> _What you need to do_
All lines of the following material must be written out exactly as they appear.

> _Raw data_
PR #1068, opened 2026-07-17
fix(review): Collapse viewed files in guided review

josdirksen:
I've started using the guided review a lot. Which works great with large PRs. What I was missing though, was the option to collapse the viewed files in the guided review. This is available in the normal review setup, but not in the guided one.

So this PR introduces the same collapse/viewed setup as is present in the normal view:

- Marking an unviewed file as Viewed collapses it.
- Unmarking it does not auto-expand it.
- A separate header control expands it.


backnotprop (approved):
Reviewed in depth — this is built the right way: it reuses the App-level viewed state (so GitHub sync, drafts, and tree badges stay coherent) and reproduces the all-files view's collapse semantics exactly (collapse on marking viewed, never auto-expand on unmark).

One gap: the guide's reveal channel (sidebar annotation clicks / AI line citations) expands the target *section* but the new per-file collapse unmounts the diff body, so a jump to a collapsed file scrolled to the header and then silently no-op'd. I pushed a small commit to your branch mirroring GuideSectionCard's token-keyed reveal effect at the file level, so a targeted file reopens before the scroll lands.

Thanks for the contribution — the collapse-on-viewed flow feels great in the guide.

PR #1076, opened 2026-07-19
fix(review): use canonical GPT-5.6 Sol model ID

### LINKED ISSUE #1070: GPT-5.6 Sol not supported in agents tab properly
This comment in the plannotator source code seems to be incorrect, it should be gpt-5.6-sol:
Image
(Source: packages/ui/components/AgentsTab.tsx)

Model picker in codex 0.144.4:
Image

Here are the errors that occur when a run is started with gpt-5.6 started.
Image

rNoz:
Use the Codex catalog's canonical `gpt-5.6-sol` identifier for GPT-5.6 Sol and migrate persisted `gpt-5.6` settings so existing users do not keep sending the stale model ID.

Fixes #1070

## Root cause

The review settings catalog exposed GPT-5.6 Sol with the model value `gpt-5.6`, while OpenAI Codex 0.144.4 publishes the model as `gpt-5.6-sol` in its authoritative `models.json`. AgentsTab feeds that catalog value into persisted Codex settings, so both new selections and previously saved review, tour, or guide selections could retain the stale identifier.

## Changes

- Change the AgentsTab model catalog entry to `gpt-5.6-sol` with the display label `GPT-5.6 Sol`.
- Add `migrateCodexSection` to migrate stale review, tour, and guide model selections.
- Migrate per-model reasoning-effort and fast-mode preferences from `gpt-5.6` to `gpt-5.6-sol`.
- Preserve an existing canonical preference when both stale and canonical keys are present, remove stale keys, and leave unrelated model settings unchanged.
- Add focused catalog and settings migration coverage.

This does not change provider defaults, reasoning options, fast-mode behavior, or settings for unrelated models.

## Validation

- `bun test packages/ui/components/AgentsTab.test.ts packages/ui/hooks/useAgentSettings.test.ts`: 13 passed, 0 failed, 16 assertions.
- `bun run typecheck` with TypeScript 5.9.3 available on `PATH`: passed.
- `bun test`: 2,132 passed, 99 skipped, 0 failed.
- `bun run --cwd apps/review build`: passed.
- `bun run build:hook`: passed after the review build.

## Manual testing gap

A live launch against Codex 0.144.4 was not run because the locally installed Codex CLI was older during validation. The canonical identifier was verified against Codex 0.144.4 `models.json`, and the focused tests cover catalog selection plus persisted migration behavior.

Please, let me know if you want that I do some further E2E test/proof. Otherwise, ready.

### DIFF
--- a/packages/ui/components/AgentsTab.test.ts
+++ b/packages/ui/components/AgentsTab.test.ts
@@ -1,0 +1,10 @@
+import { expect, test } from "bun:test";
+import { CODEX_MODELS } from "./AgentsTab";
+
+test("uses the canonical GPT-5.6 Sol model ID", () => {
+  expect(CODEX_MODELS).toContainEqual({
+    value: "gpt-5.6-sol",
+    label: "GPT-5.6 Sol",
+  });
+  expect(CODEX_MODELS.some(({ value }) => value === "gpt-5.6")).toBe(false);
+});
--- a/packages/ui/components/AgentsTab.tsx
+++ b/packages/ui/components/AgentsTab.tsx
@@ -50,10 +50,9 @@ export const CLAUDE_EFFORT: Array<{ value: string; label: string }> = [
 ];
 
 export const CODEX_MODELS: Array<{ value: string; label: string }> = [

> _Answer to the problem_
PR #1068, opened 2026-07-17
fix(review): Collapse viewed files in guided review

josdirksen:
I've started using the guided review a lot. Which works great with large PRs. What I was missing though, was the option to collapse the viewed files in the guided review. This is available in the normal review setup, but not in the guided one.

So this PR introduces the same collapse/viewed setup as is present in the normal view:

- Marking an unviewed file as Viewed collapses it.
- Unmarking it does not auto-expand it.
- A separate header control expands it.


backnotprop (approved):
Reviewed in depth — this is built the right way: it reuses the App-level viewed state (so GitHub sync, drafts, and tree badges stay coherent) and reproduces the all-files view's collapse semantics exactly (collapse on marking viewed, never auto-expand on unmark).

One gap: the guide's reveal channel (sidebar annotation clicks / AI line citations) expands the target *section* but the new per-file collapse unmounts the diff body, so a jump to a collapsed file scrolled to the header and then silently no-op'd. I pushed a small commit to your branch mirroring GuideSectionCard's token-keyed reveal effect at the file level, so a targeted file reopens before the scroll lands.

Thanks for the contribution — the collapse-on-viewed flow feels great in the guide.

PR #1076, opened 2026-07-19
fix(review): use canonical GPT-5.6 Sol model ID

### LINKED ISSUE #1070: GPT-5.6 Sol not supported in agents tab properly
This comment in the plannotator source code seems to be incorrect, it should be gpt-5.6-sol:
Image
(Source: packages/ui/components/AgentsTab.tsx)

Model picker in codex 0.144.4:
Image

Here are the errors that occur when a run is started with gpt-5.6 started.
Image

rNoz:
Use the Codex catalog's canonical `gpt-5.6-sol` identifier for GPT-5.6 Sol and migrate persisted `gpt-5.6` settings so existing users do not keep sending the stale model ID.

Fixes #1070

## Root cause

The review settings catalog exposed GPT-5.6 Sol with the model value `gpt-5.6`, while OpenAI Codex 0.144.4 publishes the model as `gpt-5.6-sol` in its authoritative `models.json`. AgentsTab feeds that catalog value into persisted Codex settings, so both new selections and previously saved review, tour, or guide selections could retain the stale identifier.

## Changes

- Change the AgentsTab model catalog entry to `gpt-5.6-sol` with the display label `GPT-5.6 Sol`.
- Add `migrateCodexSection` to migrate stale review, tour, and guide model selections.
- Migrate per-model reasoning-effort and fast-mode preferences from `gpt-5.6` to `gpt-5.6-sol`.
- Preserve an existing canonical preference when both stale and canonical keys are present, remove stale keys, and leave unrelated model settings unchanged.
- Add focused catalog and settings migration coverage.

This does not change provider defaults, reasoning options, fast-mode behavior, or settings for unrelated models.

## Validation

- `bun test packages/ui/components/AgentsTab.test.ts packages/ui/hooks/useAgentSettings.test.ts`: 13 passed, 0 failed, 16 assertions.
- `bun run typecheck` with TypeScript 5.9.3 available on `PATH`: passed.
- `bun test`: 2,132 passed, 99 skipped, 0 failed.
- `bun run --cwd apps/review build`: passed.
- `bun run build:hook`: passed after the review build.

## Manual testing gap

A live launch against Codex 0.144.4 was not run because the locally installed Codex CLI was older during validation. The canonical identifier was verified against Codex 0.144.4 `models.json`, and the focused tests cover catalog selection plus persisted migration behavior.

Please, let me know if you want that I do some further E2E test/proof. Otherwise, ready.

### DIFF
--- a/packages/ui/components/AgentsTab.test.ts
+++ b/packages/ui/components/AgentsTab.test.ts
@@ -1,0 +1,10 @@
+import { expect, test } from "bun:test";
+import { CODEX_MODELS } from "./AgentsTab";
+
+test("uses the canonical GPT-5.6 Sol model ID", () => {
+  expect(CODEX_MODELS).toContainEqual({
+    value: "gpt-5.6-sol",
+    label: "GPT-5.6 Sol",
+  });
+  expect(CODEX_MODELS.some(({ value }) => value === "gpt-5.6")).toBe(false);
+});
--- a/packages/ui/components/AgentsTab.tsx
+++ b/packages/ui/components/AgentsTab.tsx
@@ -50,10 +50,9 @@ export const CLAUDE_EFFORT: Array<{ value: string; label: string }> = [
 ];
 
 export const CODEX_MODELS: Array<{ value: string; label: string }> = [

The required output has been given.